The former by Cuddling & Daemon Wolf is fairly tight and builds a rapport with the mother and child. The punchline is quick and cuts at the just the right moment, as does Jonathan Castillo's entry. While the whispered line of “yes there are” is an unnecessary punctuation, the under the bed moment is one of the better visualizations of the group.

Now, here are two which display a common attribute of contemporary horror.




Showing too much. It can be very hard to resist the urge to go for the jump scare, but I think you'll all agree that the parent looking up over the bed and cutting to black is far more effective. In this case, it is also a disservice to the story, as I believe the intent of the story is that you're not supposed to know which child is the doppelganger. If you show the parent being attacked, you negate that layer. It's why I titled my entry, Monster In The Room.

There were also adaptations that used different formats. There are many YouTube videos that have people narrating the various stories over scary illustrations, but here's a dramatization done by Tito Guillen.



And he almost got out of there without a jump scare. Guillen's video was posted October 2013, which dates Ruiz's story sometime between July (when the Reddit thread started) and then.

Like me, James Alexandrou & Celine Abrahams used the story for a bumper (for Film 4's FrightFest), only modified as a “Turn Your Phone Off” bit.



So, that leaves us with one. I want to preface this by saying it is not my intention to shit on anyone else's work. You are entitled to make your short anyway you like. I am just speaking as someone who has not only seen many, many shorts, but has also now made a handful. I feel I have a decent command of the language of short filmmaking at this point. That said, watch this adaptation by Ilya Haustov.

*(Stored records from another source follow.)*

PR #231, opened 2026-06-30
user: GetExecUser: rewrite with parseUserArg, parseGroupArg

thaJeztah:
Use a similar approach as was applied to GetAdditionalGroups in 6eb9f1533f265128f3172f26319ac4ec337e2cdc

### DIFF
--- a/user/user.go
+++ b/user/user.go
@@ -408,22 +408,6 @@ func GetExecUser(userSpec string, defaults *ExecUser, passwd, group io.Reader) (
 	return user, nil
 }
 
-// groupArg is a parsed group argument for [GetAdditionalGroups].
-type groupArg struct {
-	name      string
-	gid       int
-	isNumeric bool
-}
-
-// matches reports whether group g satisfies the argument. Numeric arguments
-// are matched by GID only, others by name.
-func (ag groupArg) matches(g Group) bool {
-	if ag.isNumeric {
-		return g.Gid == ag.gid
-	}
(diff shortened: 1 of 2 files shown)


user/user.go
```diff
@@ -408,13 +393,59 @@ func GetExecUser(userSpec string, defaults *ExecUser, passwd, group io.Reader) (
...
+	name      string
+	uid       int
+	isNumeric bool
+}
+
+// parseUserArg parses a user argument as either a user name or UID.
+//
+// If name is empty, parseUserArg returns "nil, nil" to indicate that no user
+// argument was specified.
+func parseUserArg(name string) (*userArg, error) {
```
thaJeztah: Considering if we should move all these utilities to `user_utils.go`

vvoland (approved):

user/user.go
```diff
@@ -301,40 +301,35 @@ func GetExecUser(userSpec string, defaults *ExecUser, passwd, group io.Reader) (
 	}
 
 	// Allow for userSpec to have either "user", or optionally "user:group" syntax.
-	userArg, groupArg, _ := strings.Cut(userSpec, ":")
+	usr, grp, _ := strings.Cut(userSpec, ":")
 
 	// Convert userArg and groupArg to be numeric, so we don't have to execute
```
kolyshkin, line 306: This comment now refers to the old (before rename) variables.

PR #232, opened 2026-07-10
user: followups to #231

kolyshkin:
See commits for details.

It also might make sense to move `parseNumeric` to `user_utils.go` but I left it as is for now.


thaJeztah (approved):
LGTM, thx!

PR #235, opened 2026-07-21
parseNumeric: require non-empty values

thaJeztah:
follow-up to 841c83ee0d9315e5f4379361afe493c7e020c8c8 (https://github.com/moby/sys/pull/231) and 743614ec8aec7c62839dd3acf615da4e4de560d6 (https://github.com/moby/sys/pull/232).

When dealing with the short film format, it is always best to get your point across as quickly as possible. I can't help but think that three minutes of this five-minute film do not need to exist. The source material is two sentences long; there's a reason that the other nine shorts in this post hover around two minutes or less. But I digress.

Whoever came up with the original story, whether it be Ruiz, McBroom or some ancient wordsmith halfway around the world, I have to think they're pretty chuffed to know their little tale has permeated the Web as it has. A good story will always find a way to be told.

1 comment:

Belial Bradley said...

Funny how you came across your cohorts' similar shorts.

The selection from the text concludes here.